I agree with @Ed Woodrick. Sometimes the process of updating firmware causes settings to change. It's not that a feature has disappeared from the new firmware; it's just that you have to hunt through the menus and buttons to figure out how to turn it back on. Whether or not these resets happen, and which settings they affect, seems pretty random. I've started a thread for discussing them.


----------



## wrmcpherson (5 mo ago)

Ed Woodrick said:


> Did you click the map and then make sure that the traffic was turned on? I know that it has disappeared for me once or twice, easily just turned back on.
> 
> Not really understanding what a link to an online station when signals get weak is, have you tried adding one back? (I'm not sure why a link to an online station would help a cellular signal getting weak means)


Thanks. Those suggestions worked to restore what was on the screen before. The question is, why did the software update remove them?


----------



## Ed Woodrick (May 26, 2018)

wrmcpherson said:


> Thanks. Those suggestions worked to restore what was on the screen before. The question is, why did the software update remove them?


Just a bug in the software.


----------



## DocScott (Mar 6, 2019)

Not a bug in the software itself, I think; at least not in the sense of the specific firmware versions.

My hypothesis is that the process of updating sometimes doesn't manage to copy over all the old settings correctly. It has nothing to do with specific features of the old firmware or the new firmware; it's the installer that messes up.

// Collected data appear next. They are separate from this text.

PR #426, opened 2021-01-12
IIGO Negative Allocation. Quick fix

E-Mac27:
# Summary
As title.

# Tests
All test pass


Neelesh99:
Looks good, should we also put checks on tax and sanction payments. Just incase?

lhl2617 (approved):
image


certified negative

E-Mac27:
> Looks good, should we also put checks on tax and sanction payments. Just incase?

I've ran the sim for 1500 turns and this didn't cause an issue but I dont mind being more cautious and adding it.

Edit: Only allocation throws an error for some reason. Sanction and Tax just logs and assigns 0 value. So checks are already in place.

internal/server/iigo.go
```diff
@@ -90,7 +90,10 @@ func (s *SOMASServer) runIIGOAllocations() error {
 	allocationMap := make(map[shared.ClientID]shared.Resources)
 	for clientID, v := range clientMap {
 		allocation := v.RequestAllocation()
-
+		if allocation < 0 {
+			s.logf("Negative allocation of %v by %v. Changing allocation to 0", allocation, clientID)
```
lhl2617: let's save some time

```suggestion
		if allocation < 0 || math.IsNaN(allocation) {
			s.logf("Invalid allocation of %v by %v. Changing allocation to 0", allocation, clientID)
```

PR #430, opened 2021-01-13
[Sim/Vis/GameState/SORRY] Vis feature metrics

Eirikalb:
# Summary

Provides some new metrics, added a div zero check to computeUnmitigatedDisasterEffects()
New Metrics:
- Rules broken
- Commonpool mitigation of disasters
- Number of disasters survived
- Impact of disasters survived
Also changed some colours for the foraging graph to make a clear distinction between fishing and deerhunting
image
image

## Additional Information

## Test Plan


internal/common/disasters/environmentdefinition.go
```diff
@@ -32,6 +32,7 @@ type disasterParameters struct {
 type DisasterReport struct {
 	Magnitude shared.Magnitude
 	X, Y      shared.Coordinate
+	Effects   DisasterEffects
 }
```
lhl2617, line 36: Wondering if this is copied correctly as part of GameState?

lhl2617: structs are reference types

website/src/components/Visualisations/Metrics/MetricEntries.ts
```diff
@@ -122,6 +129,70 @@ const returnsFromCriticalMetricCollection = (data: OutputJSONType) => {
     return metrics
 }
 
+const rulesBrokenPerTeamCollection = (data: OutputJSONType) => {
+    const metrics = emptyMetrics()
+    // Since IIGOHistories is repeated, take the one from the LAST GameState and
+    // do Object.entries to make it iterable. List of array'ed tuples.
+    data.GameStates.forEach((gameState) => {
+        if (gameState.RulesBrokenByIslands !== null) {
+            Object.entries(gameState.RulesBrokenByIslands).forEach((island) => {
```
lhl2617, line 138: Prefer Object.entries(obj).forEach([k, v]) => ...
with well named k and v

lhl2617 (approved):
ok if checked copy works correctly

internal/common/disasters/environmentdefinition.go
Eirikalb: It is in the gamestate but it seems that the first entry is null for the Effects fields...

Eirikalb: The copy works correctly, but I the DisasterReport does not have a default value so the first round copies nulls.

PR #431, opened 2021-01-13
late night work :|

E-Mac27:
# Summary
Change params to make more sense.

Islands survive for 100+ rounds. But small chance of islands also wiping :)
image

PR #433, opened 2021-01-13
Revert "late night work :|"

lhl2617:
Reverts SOMAS2020/SOMAS2020#431

This is causing OOM errors.

Let's revert for now and I will figure out a solution after my exam. For now, just copy params.go from here.


Neelesh99 (approved):
Not sure what OOM is, but you've my blessing

PR #437, opened 2021-01-13
Making sims run for 50 turns instead of 20

E-Mac27:
# Summary
As title. I ran it like 10 times and it didn't throw OOM. 

## Additional Information
image

When running `yarn start`:
image

## Test Plan
Tests all pass
image


lhl2617 (approved):
YAS

PR #440, opened 2021-01-13
[Agent/Team6]Fix voting error in agent

Ning-72:


internal/clients/team6/voting.go
```diff
@@ -119,8 +119,8 @@ func (c *client) VoteForElection(roleToElect shared.Role, candidateList []shared
 	if len(candidateList) > 3 && doWeHaveRoles == false {
 		for i, role := range rolePreference {
 			if role == roleToElect {
-				insertID := append(candidateList[:i], idToSlice...)
-				candidateList = append(insertID, candidateList[i:]...)
+				insertID := append(idToSlice, candidateList[i:]...)
```
Neelesh99: As @lhl2617 mentioned in an earlier PR, this is slightly dangerous since if idToSlice has enough space this append will mutate idToSlice. Therefore, when the for loop comes back around again you will be operating on a different idToSlice. Please deepCopy or change the logic so that you only ever assign append(x, y) back to x to guarantee correct operation.

Neelesh99 (changes requested):
A small issue with the append

internal/clients/team6/voting.go
Ning-72: Oh I see, would it be ok to break the loop after the append operation? then idToSlice would be used once I think.

Neelesh99: Personally I have a gripe against breaking loops, but that's just me so it's fine to do that. But make sure wherever you do it that when you do the append you assign the result to the slice you're appending to. e.g. idToSlice = append(idToSlice, y...)

Ning-72: I put the operation outside the loop, there should be no conflicts I think, thanks!

Neelesh99: Not sure if this is stable, but it's ok I guess

Neelesh99 (approved):
Looks good for now, not sure about that append still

I suspect it wouldn't be reproducible; take the same car, with the same firmware, and update it once and it might happen; revert it to the previous firmware and update it again and it might not. Of course, us owners have no way to test that, because we can't choose to revert to an earlier version. But Tesla could try that if they wanted to.


----------



## Ed Woodrick (May 26, 2018)

DocScott said:


> Not a bug in the software itself, I think; at least not in the sense of the specific firmware versions.
> 
> My hypothesis is that the process of updating sometimes doesn't manage to copy over all the old settings correctly. It has nothing to do with specific features of the old firmware or the new firmware; it's the installer that messes up.

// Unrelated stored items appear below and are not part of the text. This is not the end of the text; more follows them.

Issue #439, opened 2021-01-13
Some agents has put same people in the ballot multiple times


ramon15749:
Some agents (Team3, Team4 and Team6 (might be others but this is what I found)) has put the same people in the ballot multiple times.

![image](https://user-images.githubusercontent.com/35395504/104504470-66bfa800-55da-11eb-91b6-32d27cdcdf4a.png)

[error.zip](https://github.com/SOMAS2020/SOMAS2020/files/5810835/error.zip)

ramon15749:
[output.zip](https://github.com/SOMAS2020/SOMAS2020/files/5810513/output.zip)

preetl:
Team 3 has fixed this issue (for our team)! With thanks to @Neelesh99 and @ramon15749

Ning-72:
Sorry, I think it's fixed now #440

PR #441, opened 2021-01-13
[VOTING/TEAM 3] Multiple entries of teams in ballot card. 

Neelesh99:
# Summary

There were 2 separate bugs which cause clients to appear multiple times in ballots, causing skewing of results.
Bug 1: The candidate list was passed by reference which meant that if a team accidentally mutated it for one elected, a mutated list (often with duplicitous entries) would be passed to the next election.
Bug 2: Team 3 (among others #439 ) have a bug where they put multiple entries of the same agent in their ballots. These entries are double counted and skew results.

Team 3 has fixed our code so it doesn't put multiple entries of the same client id in the ballot paper.


preetl (approved):
fabulous!

PR #444, opened 2021-01-13
[TEAM4/CLIENT] Voting fix

tobhil98:
# Summary
- Fix voting issue reported in #439


internal/clients/team4/client.go
```diff
@@ -304,9 +304,15 @@ func (c *client) VoteForElection(roleToElect shared.Role, candidateList []shared
 	returnList := []shared.ClientID{}
 	for i := 0; i < len(candidateList); i++ {
 		trustScore := c.trustMatrix.GetClientTrust(candidateList[i]) //c.internalParam.agentsTrust[candidateList[i]]
+		_, ok := trustToID[trustScore]
+		for ok {
+			trustScore += 0.000001 // Tiny increment to make it unique
```
Neelesh99, line 309: A very interesting way to do this XD

Neelesh99 (approved):
Pre-approving since the changes themselves seem fine. Have you guys run and checked it doesn't create duplicates?

internal/clients/team4/client.go
tobhil98: Yeah... I didn't want to rank them equally anyway, so just made it unique. Our problem arose when all clients have the same trust at the start. Also, I thought it would be safer than rewriting it and perhaps introducing bugs. This should give roughly the same simulation results as before.

tobhil98:
> Pre-approving since the changes themselves seem fine. Have you guys run and checked it doesn't create duplicates?

Yeah, I've run it in debug mode and it seemed fine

That's pretty much exactly what a bug is. If you did an update to Windows and your desktop background disappeared, wouldn't you call that a bug? And nothing about being a bug says that it has to be easily reproduceable. Again, take a look at Windows, most of the "bugs" that are reported only exist for a small number of users in very specific, commonly uncommon configurations.


----------



## DocScott (Mar 6, 2019)

Ed Woodrick said:


> That's pretty much exactly what a bug is. If you did an update to Windows and your desktop background disappeared, wouldn't you call that a bug? And nothing about being a bug says that it has to be easily reproduceable. Again, take a look at Windows, most of the "bugs" that are reported only exist for a small number of users in very specific, commonly uncommon configurations.


Huh.

No, in general I wouldn't call that a bug. I would call that a problem during installation. It's interesting that we use the term differently.


Ed Woodrick said:


> Again, take a look at Windows, most of the "bugs" that are reported only exist for a small number of users in very specific, commonly uncommon configurations.


That would still make it dependent on that configuration. And yes, I'd call that a bug.

I know there's been different opinions on whether that's what's happening with the issues that sometimes accompany Tesla firmware updates or not. Some people insist that when something goes wrong during installation, it must be a bug that would only affect people with cars with that exact set of hardware, settings, etc.. 

But I think it's more like this:

Format a USB drive on your computer. Save a file to it. Open the file. Reformat the drive. Keep repeating that.

Once in a while, the file won't save right. 

That's not because of some very specific configuration...nothing has changed on your computer! It's just because hardware is imperfect, and sometimes something goes wrong. (Again, I wouldn't call that a bug.)

It's true that good software is better at coping with those kinds of hardware hiccups. Well enough written software might detect that the file wasn't saving correctly, and re-save automatically. Or maybe the problem was when the drive was formatted, but again, software might detect that during formatting and reformat if necessary.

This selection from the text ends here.